The Washington Redskins signed free agent DeSean Jackson on Wednesday to a three-year, $24 million deal, and see the speedy wide receiver as the missing piece for the team’s return to the playoffs. Jackson was released Friday by the Philadelphia Eagles and there was talk of him going to other teams besides Washington. After their first meeting went sour, and the New York Jets already expressing interest before he was released, it looked like Jackson was ultimately going to end up somewhere else. Wide receivers Pierre Garcon, the team’s leading wide out last year, DeAngelo Hall and quarterback Robert Griffin III (RG3) spoke outwardly that they wanted the three-time pro-bowler, and on Wednesday, their team made it happen. DeSean Jackson gives the Washington Redskins the dynamic receiver they have been missing, and they see him, paired with Garcon, as their missing piece to a now dangerous wide-out core.
Jackson was released by the Eagles on Friday, but it was not performance related. Jackson had been fantastic as an Eagle, averaging over 1,000 receiving yards and five touchdowns from 2008-2011, and after an injury plagued 2012 season, Jackson went off last year for over 1,300 yards and nine touchdowns. Shortly before Friday a story came out that Jackson had gang affiliations, and paired with his already volatile demeanor, the Eagles did not think he was good fit anymore. Jackson responded immediately to the statement, saying he has no gang affiliations and never has, but it was too late as the Eagles still released him.
Washington is getting a wide-out that averages over 17 yards every time he catches the ball, something they have not had in player since 2005 when Santana Moss did it. RG3 struggled last year, due to his ACL surgery and a sophomore slump, and Alfred Morris, though posting close to 1,300 rushing yards, was not as effective as the year before. DeSean Jackson gives the Washington Redskins that missing piece that other teams have to see as a threat and shift more focus onto, freeing up the other players to make plays.

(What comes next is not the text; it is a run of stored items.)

PR #3885, opened 2016-01-07
Fix #3501 - Issues with Flush

### LINKED ISSUE #3501: Issues with Flush in our output
### Background

Recall that a `TextWriter` has its own internal buffer. When talking about flushing, there are two phases:
- Flushing the writer's buffer - does a `Write` to the underlying stream
- Flushing the underlying stream

Without doing the former when the writer is disposed, you would *lose* the text that's been encoded, but not written.

But, our writer only does the former when disposed. We don't want to flush the underlying stream because that would cause content to chunk.

However in Razor calling `Flush()` on the page will call flush on the writer and underlying stream - this is **feature** that we provide so that the server can start sending content eagerly by leveraging chunking.

So.
- `Dispose` -> flush buffer
- `Flush` -> flush buffer + flush underlying stream

### The problem
We added a `FlushAsync` call to `ViewExecutor` here: https://github.com/aspnet/Mvc/commit/6a0a24481a07fc34fd44bd410bfa57d7fe9d1c61

The purpose of this change was to make sure that the call to `writer.Dispose` doesn't do a blocking `Write` to flush its internal buffer. This was showing up in profiles as a perf issue for kestrel.

The issue is that this should lead to chunking because we're flushing the underlying stream, instead of just flushing our underlying buffer. We'd like to have a way to flush the buffer, but not the stream through a direct API call, but the problem is that this type should really really be exposed as a `TextWriter`.

There are more places we'd like to apply this optimization, provided that we can do it without flushing the underlying stream.

rynowak:
Calling `Flush[Async]()` on the writer will NOT flush the stream.
Calling `Flush[Async]()` in Razor will flush both the writer and the stream.

Our normal flow will be to flush the writer, but not the stream. This
avoids chunking, but allows us to do a `WriteAsync` on the stream as part of
the call to `FlushAsync`. This is done to avoid a synchronous write due to
`Dispose` calling `Flush` on the writer, which needs to call `Write `on the
stream.

See issue for extensive background.

### DIFF
--- a/src/Microsoft.AspNet.Mvc.Core/HttpResponseStreamWriter.cs
+++ b/src/Microsoft.AspNet.Mvc.Core/HttpResponseStreamWriter.cs
@@ -272,7 +272,7 @@ namespace Microsoft.AspNet.Mvc
                 throw new ObjectDisposedException("stream");
             }
 
-            FlushInternal(true, true);
+            FlushInternal();
         }
 
         public override Task FlushAsync()
@@ -282,18 +282,16 @@ namespace Microsoft.AspNet.Mvc
                 throw new ObjectDisposedException("stream");
             }
 
-            return FlushInternalAsync(flushStream: true, flushEncoder: true);
+            return FlushInternalAsync();
         }
 
-        // Do not flush the stream on Dispose, as this will cause response to be
-        // sent in chunked encoding in case of Helios.
         protected override void Dispose(bool disposing)
         {
             if (disposing && _stream != null)
             {
                 try
                 {
-                    FlushInternal(flushStream: false, flushEncoder: true);
+                    FlushInternal();
                 }
                 finally
                 {
@@ -314,7 +312,9 @@ namespace Microsoft.AspNet.Mvc
             }
         }
 
-        private void FlushInternal(bool flushStream = false, bool flushEncoder = false)
+        // Note: our FlushInternal method does NOT flush the underlying stream. This would result in
+        // chunking.
+        private void FlushInternal()
         {
             if (_charBufferCount == 0)
             {
@@ -327,7 +327,7 @@ namespace Microsoft.AspNet.Mvc
                 _charBufferCount,
                 _byteBuffer,
                 0,
-                flushEncoder);
+                flush: true);
 
             if (count > 0)
             {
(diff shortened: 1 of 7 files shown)


src/Microsoft.AspNet.Mvc.Core/HttpResponseStreamWriter.cs
```diff
@@ -335,14 +335,11 @@ private void FlushInternal(bool flushStream = false, bool flushEncoder = false)
...
 
             _charBufferCount = 0;
-
-            if (flushStream)
-            {
-                _stream.Flush();
-            }
         }
 
-        private async Task FlushInternalAsync(bool flushStream = false, bool flushEncoder = false)
```
rynowak: `flushEncoder` is always true, so I just removed it.

src/Microsoft.AspNet.Mvc.Core/HttpResponseStreamWriter.cs
```diff
@@ -355,7 +352,7 @@ private void FlushInternal(bool flushStream = false, bool flushEncoder = false)
                 _charBufferCount,
                 _byteBuffer,
                 0,
-                flushEncoder);
+                flush: true);
```
pranavkm: Should this be false?

src/Microsoft.AspNet.Mvc.Razor/RazorPage.cs
```diff
@@ -812,8 +812,8 @@ public Task<HtmlString> RenderSectionAsync(string name, bool required)
         }
 
         /// <summary>
-        /// Invokes <see cref="TextWriter.FlushAsync"/> on <see cref="Output"/> writing out any buffered
-        /// content to the <see cref="HttpResponse.Body"/>.
+        /// Invokes <see cref="TextWriter.FlushAsync"/> on <see cref="Output"/> and <see cref="Stream.FlushAsync"/>
+        /// on the response stream, writing out any buffered content to the <see cref="HttpResponse.Body"/>.
```
pranavkm: on the response body

src/Microsoft.AspNet.Mvc.Core/HttpResponseStreamWriter.cs
pranavkm: Oh nevermind. This is the encoder.

pranavkm:
:shipit:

Pirre Garcon had a great 2013 season, registering 113 receptions for 1,346 yards and five touchdowns, very similar to Jackson’s numbers. But Garcon is more of a possession receiver, where Jackson, at 28, is still, and always will be, a deep ball threat; Jackson has more catches of 40 yards-plus than any other player since 2008. The Redskins had that deep ball threat in Santana Moss, but his age and injuries have made him a shell of his former self. Jackson fills that void, so if opposing teams shift coverage towards Garcon, Jackson will make an impact, and vice versa. The Redskins were ninth in the league last year in offensive yards, but only 23rd in points. Jackson has a nose for the end zone that should up those numbers. RG3 was sacked 38 times last year, in only 13 games and he threw 12 interceptions, usually because he tried to force it into coverage. Jackson spreads the field, creating more one on one scenarios for the other receivers and allows RG3 and Alred Morris more room to run, as defenders will have to respect Jackson’s speed and not crowd the box.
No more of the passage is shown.